→ WORK REQUEST
How many of the lines in the material below contain the word "tree"? Give the number alone.

→ DATA
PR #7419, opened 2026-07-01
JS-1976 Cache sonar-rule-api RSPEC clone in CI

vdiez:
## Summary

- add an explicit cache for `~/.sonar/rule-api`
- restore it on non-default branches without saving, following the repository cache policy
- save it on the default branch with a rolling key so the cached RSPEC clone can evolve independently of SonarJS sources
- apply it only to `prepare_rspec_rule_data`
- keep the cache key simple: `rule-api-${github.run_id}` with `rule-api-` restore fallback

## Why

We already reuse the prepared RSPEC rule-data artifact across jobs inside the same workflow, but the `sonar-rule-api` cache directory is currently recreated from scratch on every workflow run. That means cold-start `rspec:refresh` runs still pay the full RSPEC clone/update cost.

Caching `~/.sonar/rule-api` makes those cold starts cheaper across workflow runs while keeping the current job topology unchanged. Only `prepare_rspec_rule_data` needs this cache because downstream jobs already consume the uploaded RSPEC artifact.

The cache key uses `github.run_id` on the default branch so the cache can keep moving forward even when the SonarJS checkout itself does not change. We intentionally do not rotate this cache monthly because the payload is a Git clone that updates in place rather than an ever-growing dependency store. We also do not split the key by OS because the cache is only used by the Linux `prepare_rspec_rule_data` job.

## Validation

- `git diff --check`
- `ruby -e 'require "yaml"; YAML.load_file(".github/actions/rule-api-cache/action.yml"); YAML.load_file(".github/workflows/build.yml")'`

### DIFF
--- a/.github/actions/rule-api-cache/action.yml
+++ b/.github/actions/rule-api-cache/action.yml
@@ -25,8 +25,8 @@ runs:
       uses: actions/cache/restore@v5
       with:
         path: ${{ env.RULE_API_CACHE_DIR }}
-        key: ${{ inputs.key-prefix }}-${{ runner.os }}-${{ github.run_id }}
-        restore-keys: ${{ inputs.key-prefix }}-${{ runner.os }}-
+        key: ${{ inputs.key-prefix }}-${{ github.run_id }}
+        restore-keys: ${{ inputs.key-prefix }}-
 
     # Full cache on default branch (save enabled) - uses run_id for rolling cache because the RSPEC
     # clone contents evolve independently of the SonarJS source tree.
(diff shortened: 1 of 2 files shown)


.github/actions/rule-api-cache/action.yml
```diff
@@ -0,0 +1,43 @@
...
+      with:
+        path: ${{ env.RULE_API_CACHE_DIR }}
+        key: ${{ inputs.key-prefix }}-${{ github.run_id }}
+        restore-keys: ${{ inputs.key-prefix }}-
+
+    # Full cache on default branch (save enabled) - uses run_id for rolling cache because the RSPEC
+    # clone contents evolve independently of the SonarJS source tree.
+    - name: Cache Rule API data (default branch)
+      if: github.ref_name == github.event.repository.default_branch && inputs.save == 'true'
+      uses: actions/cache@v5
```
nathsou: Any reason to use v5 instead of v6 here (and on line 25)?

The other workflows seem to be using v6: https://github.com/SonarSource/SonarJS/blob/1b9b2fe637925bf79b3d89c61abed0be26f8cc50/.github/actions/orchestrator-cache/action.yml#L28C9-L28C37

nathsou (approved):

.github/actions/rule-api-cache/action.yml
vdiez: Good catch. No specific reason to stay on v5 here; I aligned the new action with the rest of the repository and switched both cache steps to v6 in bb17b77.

==

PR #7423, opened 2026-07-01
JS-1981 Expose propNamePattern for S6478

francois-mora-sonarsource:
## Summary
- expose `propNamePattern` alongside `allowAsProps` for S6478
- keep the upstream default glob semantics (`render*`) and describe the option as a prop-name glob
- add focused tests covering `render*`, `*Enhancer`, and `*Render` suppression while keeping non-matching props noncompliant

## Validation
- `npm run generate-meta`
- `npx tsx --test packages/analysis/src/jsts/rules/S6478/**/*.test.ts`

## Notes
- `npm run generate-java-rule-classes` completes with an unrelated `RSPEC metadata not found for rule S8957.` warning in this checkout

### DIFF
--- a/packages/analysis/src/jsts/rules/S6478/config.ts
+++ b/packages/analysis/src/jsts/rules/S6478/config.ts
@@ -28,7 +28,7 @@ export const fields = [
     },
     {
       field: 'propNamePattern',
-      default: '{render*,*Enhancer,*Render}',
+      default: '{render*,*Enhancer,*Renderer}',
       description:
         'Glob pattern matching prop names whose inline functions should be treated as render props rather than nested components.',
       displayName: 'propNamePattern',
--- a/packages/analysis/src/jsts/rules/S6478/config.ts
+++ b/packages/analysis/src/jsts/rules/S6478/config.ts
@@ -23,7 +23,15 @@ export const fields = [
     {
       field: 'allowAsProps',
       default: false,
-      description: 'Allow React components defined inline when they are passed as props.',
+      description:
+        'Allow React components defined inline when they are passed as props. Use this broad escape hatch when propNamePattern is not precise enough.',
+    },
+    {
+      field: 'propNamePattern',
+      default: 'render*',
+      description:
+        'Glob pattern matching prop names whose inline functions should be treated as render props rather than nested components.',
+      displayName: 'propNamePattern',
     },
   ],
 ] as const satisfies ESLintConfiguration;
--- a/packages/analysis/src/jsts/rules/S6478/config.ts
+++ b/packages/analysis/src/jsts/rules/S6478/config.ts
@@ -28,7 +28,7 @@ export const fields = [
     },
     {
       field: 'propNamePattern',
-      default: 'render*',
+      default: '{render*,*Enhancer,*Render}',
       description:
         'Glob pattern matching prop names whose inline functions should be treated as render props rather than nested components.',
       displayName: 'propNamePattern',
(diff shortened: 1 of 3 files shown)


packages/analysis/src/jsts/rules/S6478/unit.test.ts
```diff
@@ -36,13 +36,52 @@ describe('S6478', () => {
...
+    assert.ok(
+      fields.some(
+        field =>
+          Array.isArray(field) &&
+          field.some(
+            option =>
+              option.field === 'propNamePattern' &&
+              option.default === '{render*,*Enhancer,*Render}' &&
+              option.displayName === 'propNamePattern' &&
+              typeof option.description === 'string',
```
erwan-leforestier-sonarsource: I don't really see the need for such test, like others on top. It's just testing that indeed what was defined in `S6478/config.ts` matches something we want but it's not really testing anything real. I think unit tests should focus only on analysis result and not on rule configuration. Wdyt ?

→ WRITTEN ANSWER
2